La ocultación de los otros intelectuales
Me declaro uno de esos muchos ciudadanos españoles que nunca escribió en periódicos, que no participó ni hizo declaraciones ni concedió entrevistas públicas. Pero yo también me considero intelectual, porque he escrito libros y artículos, he vivido del intelecto y me he ganado un sueldo del Estado tratando de fomentar la reflexión crítica entre mis alumnos durante cuarenta y dos años de vida universitaria. Acabo de leer el «Manifiesto de los intelectuales sobre la consulta del 1 de octubre en Cataluña» publicado en El País el pasado 17 de septiembre y, pese a estar de acuerdo, ¿cómo no?, con todos y cada uno de los cinco puntos que propugnan, me parece un manifiesto pobre que gira en la órbita de un pensamiento débil, que no es contundente con la trampa que representa el «derecho a decidir», que solo se detiene en aspectos políticos del proceso, que no ofrece análisis de nuestra historia reciente y que no plantea qué debemos hacer a partir del 2 de octubre.

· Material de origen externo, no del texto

PR #11975, opened 2021-02-02
jsdoc linting

simonseyock:
I used `eslint-plugin-jsdoc` to harmonize the jsdoc in the code base. I decided to replace `@returns` by `@return` because it is used way more.

### DIFF
--- a/test/test-extensions.js
+++ b/test/test-extensions.js
@@ -332,10 +332,15 @@
   }
 
   /**
+   * @typedef {Object} xmleqlOptions
+   * @property {boolean} [includeWhiteSpace]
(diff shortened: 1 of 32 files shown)


tschaub (approved):

tschaub:
This is great.  Thanks, @simonseyock.

test/test-extensions.js
```diff
@@ -331,11 +331,16 @@
     }
   }
 
+  /**
+   * @typedef {Object} xmleqlOptions
```
tschaub, line 335: Minor, but in #11977 I suggested we change this to `XMLEqlOptions` for consistency with other custom types.

PR #11977, opened 2021-02-02
More consistent JSDoc syntax

tschaub:
Following up on #11975, this adds a bit more consistency with our JSDoc syntax.

 * Arrays use `Array<ItemType>` instead of `Array.<ItemType>`
 * Objects use `Object<KeyType, ValueType>` instead of `Object.<KeyType, ValueType>`
 * All custom types are UpperCamelCase


MoonE (approved):
Thanks, @tschaub.

simonseyock:
Looks great!

PR #11979, opened 2021-02-03
Jsdoc types syntax

simonseyock:
With these commits the `check-types` and `check-syntax` rules of `eslint-plugin-jsdoc` pass.

The first commit contains some type changes and second commit only replaces the `{type=} name` syntax with `{type} [name]`.


tschaub (approved):

tschaub:
Thanks for the continued work on this, @simonseyock.

PR #11987, opened 2021-02-06
Respect opacity for vector instructions

### LINKED ISSUE #11982: Mapbox Vector Layer opacity is not applied to labels
Change opacity of a Mapbox Vector Layer with declutter false doesn't change labels opacity

1. Go to https://codesandbox.io/s/mapbox-vector-layer-forked-pthnb?file=/main.js
2. Opacity doesn't change for labels

**Expected behavior**
Opacity for labels should also be applied.

ahocevar:
Fixes #11982.

Layer opacity was not applied when vector instructions were rendered for VectorTile layers. The result was that with `renderMode: 'vector'`, layer opacity had no effect at all, and with `renderMode: 'hybrid'`, images and text did not get the layer opacity applied.


src/ol/renderer/canvas/VectorTileLayer.js
```diff
@@ -604,6 +604,7 @@ class CanvasVectorTileLayerRenderer extends CanvasTileLayerRenderer {
    * @param {import("../../PluggableMap.js").FrameState} frameState Frame state.
    */
   renderDeclutter(frameState) {
+    this.getLayer().getOpacity();
```
MoonE, line 607: This does nothing, it should set and reset globalAlpha in the same way as in the renderFrame method.

MoonE (changes requested):
I believe there should be a test case with labels and `declutter: true`.

Am I wrong in assuming the two expected.png files should be the same? Because the `renderMode: 'vector'` is kind of darker. The opacity is 0.1 in both.

Below are both color-adjusted images:
image

src/ol/renderer/canvas/VectorTileLayer.js
ahocevar: Thanks, I had forgotten to finish that. I just added another commit with a test for decluttering.

Regarding your question why the vector mode example is darker: this is because overlapping geometries are each drawn with the layer opacity, so the overall opacity will be higher. For vector layers, this was solved with quite an expensive workaround (render to a separate canvas, and dim that down with the layer opacity - see #6981), but I think this is a corner case and does not justify the extra rendering work.

MoonE (approved):
Looks good now, thanks @ahocevar .

PR #11988, opened 2021-02-06
Warn when map container's width or height are zero

### LINKED ISSUE #11984: Map no longer renders unless map div height specified explicitly
Bug spotted when upgrading from OL 5 to 6.

I did notice someone had opened a previous issue #10327 but it has gone stale. I think we do either need a fix or an explanation as it is not obvious what the issue is.

For an example using version 6 see 
https://test.floodassist.co.uk/flood-warnings/flood-area-info/cambridgeshire/055fwfpmne08/areas-near-the-river-nene-from-elton-to-wansford

For the working version (OL 5)  see
https://floodassist.co.uk/flood-warnings/flood-area-info/cambridgeshire/055fwfpmne08/areas-near-the-river-nene-from-elton-to-wansford

If I use chrome tools to change the page-map-size css class from min-height:600px to height:600px the map suddenly renders correctly.

ahocevar:
Fixes #11984.

I think it makes sense to let the user know why no map is visible in the non obvious case where the container's width or height is `0`.

### DIFF
--- a/src/ol/PluggableMap.js
+++ b/src/ol/PluggableMap.js
@@ -1500,18 +1500,25 @@ class PluggableMap extends BaseObject {
       this.setSize(undefined);
     } else {
       const computedStyle = getComputedStyle(targetElement);
-      this.setSize([
+      const width =
         targetElement.offsetWidth -
-          parseFloat(computedStyle['borderLeftWidth']) -
-          parseFloat(computedStyle['paddingLeft']) -
-          parseFloat(computedStyle['paddingRight']) -
-          parseFloat(computedStyle['borderRightWidth']),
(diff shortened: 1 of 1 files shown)


MoonE (approved):
Thanks,  @ahocevar, not seeing a map because the container had zero height is probably a common problem.

AndreaSGI:
> Thanks, @ahocevar, not seeing a map because the container had zero height is probably a common problem.

How to handle a case when the Map container is hidden (in my case it is not visible because it is in another tab), and the initialization gives this error?

MoonE:
This should befixed in the next version by #12632, until then you can simply ignore it.

PR #11991, opened 2021-02-06
Fix some typings in format and format/WKT

simonseyock:
I turned on `strictNullChecks` for the tsc to find issues in the openlayers code. I looked at the wkt format in particular and fixed some types here.

The `EMPTY` geometry handling was causing some problems because some functions would return `null`. I checked the OGC specifications and figured out that `EMPTY` can only occur immediately after a geometry type. This way I was able to move these checks out of the functions and into `parseGeometry_`.

### DIFF
--- a/src/ol/format/Feature.js
+++ b/src/ol/format/Feature.js
@@ -67,15 +67,15 @@ class FeatureFormat {
   constructor() {
     /**
      * @protected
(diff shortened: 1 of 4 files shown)


tschaub (approved):
Thanks, @simonseyock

No voy a caer en el maniqueísmo de enfrentar izquierdas a derechas, ni voy a entrar en el juego de si este referéndum es democrático o no, ni si en el proceso se respetan las leyes o no, ni si una mitad quiere imponer sobre la otra sus representaciones e imágenes de la vida en Cataluña y, por ende, en el resto del Estado, etc. Probablemente muchos estemos de acuerdo en que el «derecho a decidir» es una auténtica impostura y apenas si merece un minuto más de nuestro tiempo porque, con leyes estatales o autonómicas o sin leyes, se trata de una falacia en la que tratan de involucrarnos quienes malviven con su locuacidad. Prefiero plantear el problema efectuando dos interrogantes. En primer lugar, preguntar sobre qué hemos hecho mal en el pasado para llegar a la situación del próximo 1 de octubre y a continuación inquirir sobre qué debemos hacer desde el 2 de octubre para que en unos pocos años la siguiente generación no vuelva a plantear el mismo dilema. Sobre lo primero tengo las cosas muy claras; sobre lo segundo apenas sé qué se puede hacer, salvo algo que no gusta a ningún político ni probablemente a muchísimos intelectuales.

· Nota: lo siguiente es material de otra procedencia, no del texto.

PR #11992, opened 2021-02-06
Improve measure example ux

MoonE:
- Pass click events on measure tooltips through to the map
- Put the tooltip for  the currently drawn geometry on top
- Disable text selection in the tooltips so clicking to draw does not select


ahocevar (approved):
Thanks, @MoonE.

PR #11995, opened 2021-02-07
Fix hitdetect inaccuracy for VectorLayer's getFeatures

MoonE:
If the mouse is at the last pixel on the right side of the map the feature at the opposite side was detected as a hit because the calculated x after rounding was larger than hit detect canvas width.

Basically the hit detection currently is off by one pixel over the whole canvas and wraps around at the end.


ahocevar (commented):
Good find, @MoonE. Would you be able to add a test for this? Thanks in advance.

MoonE:
The pixel coordinates can have decimals, so the correct thing to do is round them to the nearest pixel, then scale it down to the hit canvas using floor.

MoonE:
Now the pixel coordinates are also clamped to the canvas dimensions because the pixel coordinate may actually slightly exceed the canvas  width when the pixel ratio is not an integer or for some other reason.

ahocevar (approved):
Thanks, @MoonE. This looks great now.

PR #12696, opened 2021-09-04
Use union types instead of enums

### LINKED ISSUE #12432: Get rid of string enums, use union types instead
Our string enums, like those used for `*EventType`, are code that is redundant and only used for type checking. Instead, we could use union types that ensure types just as well, without adding payload to the build.

The easiest way to get documented event types in JSDoc while making TypeScript turn them into union types is a `@typedef` in JSDoc with a `keyof` operator in TypeScript:
```js
/**
 * @typedef {Object} MapBrowserEventTypeKeys
 * @property {string} singleclick A true single click with no dragging and no double click. Note that this
 * event is delayed by 250 ms to ensure that it is not a double click.
 * @property {string} click A click with no dragging. A double click will fire two of this.
 * @property {string} dblclick A true double click, with no dragging.
 * @property {string} pointerdrag Triggered when a pointer is dragged.
 * @property {string} pointermove Triggered when a pointer is moved. Note that on touch devices this is
 * triggered when the map is panned, so is not the same as mousemove.
 */

/**
 * @typedef {keyof MapBrowserEventTypeKeys} MapBrowserEventType
 */

/** @type {MapBrowserEventType} */
const a = 'pointerdrag';
```

See also https://blog.bam.tech/developer-news/should-you-use-enums-or-union-types-in-typescript.

ahocevar:
This pull request is a proof of concept for the idea I described in #12432.

`SourceState` is an enum that is used quite often, so it is a good candidate for analysing the effect of such a change on the build size. The difference is not significant. I think the most common scenario is that OpenLayers modules are part of a bundle with quite standard configurations. In this case, the gzipped size is a bit smaller with this change than without. In other scenarios (non gzipped, build with mangling enabled for properties suffixed with `_` like the legacy build), the build size is a bit larger after this change.

* full build, gzipped, without mangling for properties suffixed with `_`:
   before: 331,756 bytes
   after: 331,740 bytes
* full build, without mangling for properties suffixed with `_`:
   before: 1,301,295 bytes
   after: 1,301,407 bytes
* full build, gzipped, with mangling for properties suffixed with `_`:
   before: 326,060 bytes
   after: 326,078 bytes
* full build, with mangling for properties suffixed with `_`:
   before: 1,242,378 bytes
   after: 1,242,490 bytes

I'm putting this up for discussion. I like working with union types better than with string enums. What do others think? Is mangling common in build configurations? If so, is the marginal difference in build sizes something we should consider?

No need to merge this if others are not in favour of such changes. In that case we should maybe also close #12432.


tschaub:
Thanks for putting this up for discussion, @ahocevar.  It seems like this difference in build sizes is negligible.  Maybe you could provide a few benefits/drawbacks.  I assume it makes no difference from an app developer perspective.  If so, what are the differences in the lib dev experience?  I wonder about things like auto-complete or editor suggestions.

tschaub:
I also see nice suggestions in the editor:
image

I'm sold.

tschaub:
I added a commit that removes the `GeometryType` enum in favor of a union type.  If others like this direction, we could make changes across the board.

tschaub:
I stopped before reworking the event types, since we might want to have more discussion on the alternatives for those - mostly around their presentation in the docs (see https://github.com/openlayers/openlayers/issues/12432#issuecomment-913205829).

jahow:
Giving my opinion for what it's worth: I think union types are preferable to enums because they require less code and incur less cognitive load to the reader. Besides, enums are a bit awkward IMO, since they exist at runtime but are only useful during static typechecking. All in all, union types makes our lives better and we should use them!

fredj:
@ahocevar I did the change for `extent/Corner` and `ol/source/WMTSRequestEncoding`:
 * https://github.com/fredj/openlayers/commit/ef1309fd88694be746365fe9cdabd1cd45afab49
 * https://github.com/fredj/openlayers/commit/1f448e1ab6e8b9849841e7541d182ccd546a3b82

I you want I can push the commits to your branch

ahocevar:
Thanks, @fredj. Yes, please add these commits to my branch.

MoonE:
The union types play nicer with the typescript type definitions, so I got a little too excited and tried to replace the ImageState enum which of course does not work as it is not a string enum and using the numbers directly is not really a good idea if we care about readability.

Do you have an idea on how to better deal with those?

tschaub:
I've wished those image states were strings many times.  Since they are not part of the API, we could change them to strings.  What do others think?

Rezorl:
I need it. 👍

I am upgrading ol library from 5.3.0 to 6.11.0 and I have a lot of errors.

dkastl:
Regarding TypeScript there is also quite some effort put into another project (repository):
https://github.com/hanreev/types-ol

Wouldn't it make sense to join efforts?

tschaub:
> Regarding TypeScript there is also quite some effort put into another project (repository): https://github.com/hanreev/types-ol
> 
> Wouldn't it make sense to join efforts?

We would welcome contributions from @hanreev or others on improving the type annotations in this repo.  I think that it is more sustainable to manage the types in the same place we manage the source.

tschaub:
@ahocevar - do you think there is work here that can be salvaged, or should we let this go?

ahocevar:
I think it's better to start over.

ahocevar:
Spending some time now to see if this can be salvaged.

ahocevar:
I think this should be good again.

simonseyock (approved):
This looks very nice! Any chance to get that merged at some point?

ahocevar:
Finishing this now.

ahocevar:
Rebased, conflicts resolved, ready for review again.

src/ol/renderer/Layer.js
```diff
@@ -196,11 +195,7 @@ class LayerRenderer extends Observable {
    */
   renderIfReadyAndVisible() {
     const layer = this.getLayer();
-    if (
-      layer &&
-      layer.getVisible() &&
-      layer.getSourceState() == SourceState.READY
-    ) {
+    if (layer && layer.getVisible() && 'ready') {
```
MoonE, line 198:
```suggestion
    if (layer && layer.getVisible() && layer.getSourceState() == 'ready') {
```
The correct comparison was lost here.

ahocevar: Good find, @MoonE, thanks! I created #13835 to fix this, and also added a regression test.

PR #12697, opened 2021-09-05
Move description above type tag

tschaub:
This removes a warning from JSDoc about `@type` tags not being able to have a description.


MoonE (approved):
Thanks, @tschaub

PR #12698, opened 2021-09-05
Transitive dependency updates

tschaub:
This gets rid of two npm warnings.


tschaub:
Was thinking this would make a difference in the release, but it won’t.  We’ll just wait for dependabot.

PR #12709, opened 2021-09-06
Support rendering of GeoTIFF images in pixel coordinates

### LINKED ISSUE #12701: Cloud Optimized GeoTiffs (COG) without georeference can't be displayed.
**Describe the bug**
Cloud Optimized GeoTiffs without an explicit geoference can't be added to a map. Projection is ignored (it's set to null inside `GeoTiff.js` ) and since GeoKeys can't be set, internal methods for boundingbox and origin fails with a reference to a missing "affine transformation". 

It should be possible to use COGs like a static-image as in https://openlayers.org/en/latest/examples/static-image.html , with the "functionality" of https://openlayers.org/en/latest/examples/zoomify.html

In the images "FileDirectory" resides information about both tilesizes, resolution and dimensions so creating a TileGrid should be possible without the geokeys, if we allow projection to be local as in the "static-image" example. 

**To Reproduce**
1. Use this example COG: https://tmp-asger-public.s3.eu-central-1.amazonaws.com/2017_84_40_1_0015_00008062.cog.tif in the COG example
2. See that the layer is not added, and that the "error" property on the source complains about a missing affine transformation
3. See error

**Expected behavior**
I would expect Cloud Optimized Geotiffs to display with a local coordinate system as in the static-image example, if no georeference exists. I would expect that I would be able to show the COG in a pure local coordinate system or with a supplied projection. 

Side info: 
We have verified that this is definitely possible in an own branch, by passing a flag to `GeoTIFF.js` and gathering the information needed from the `FileDirectory` property of the tiff images, and by setting the origin point in the upper left corner `[0, h]`.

En el año 2006, me despedí de la Dirección de una Revista de mi Universidad de Málaga escribiendo un artículo que titulé «El error de Rocinante» [1] . El mencionado artículo nació de una declaración que me incomodó. Apenas ganadas unas elecciones, un político recomendaba la lectura del Quijote a la vista del cuarto centenario de la primera parte, que se iba a conmemorar al año siguiente. Pese a mi malestar porque Cervantes fuese — y todos los años sigue siéndolo con el premio que lleva su nombre— engullido por la política, quise ayudar a que mis alumnos comprendieran que el error del hidalgo, que se pierde entre dos épocas, como ahora nos sucede a tantos de nosotros, fue elegir un caballo inadecuado cuando fue derrotado en Barcelona. ¡Parecía una simplicidad elegir un caballo inapropiado para combatir en Barcelona! Pero los amantes de la prosa cervantina podrán recordar de inmediato la derrota del esmirriado Rocinante ante el grandor del caballo que montaba el caballero de la Blanca Luna. Así que yo, tan convencido de la circularidad que Nietzsche aprendió de Schopenhauer, me percaté de errores parangonables en la forma finalis de la modernidad y, sobre todo, en la construcción política de la España de 1977; y definí nuestro actual Estado de las Autonomías como un Estado negligente, fractal, incluso totalitario (el ejemplo del Parlament es elocuente), aunque, eso sí, nos engañaba con su expresividad. No lo podría decir ahora mejor que entonces porque, como fractal que es, un Estado negligente multiplica ad infinitum las laderas en que la parte se comporta como un todo.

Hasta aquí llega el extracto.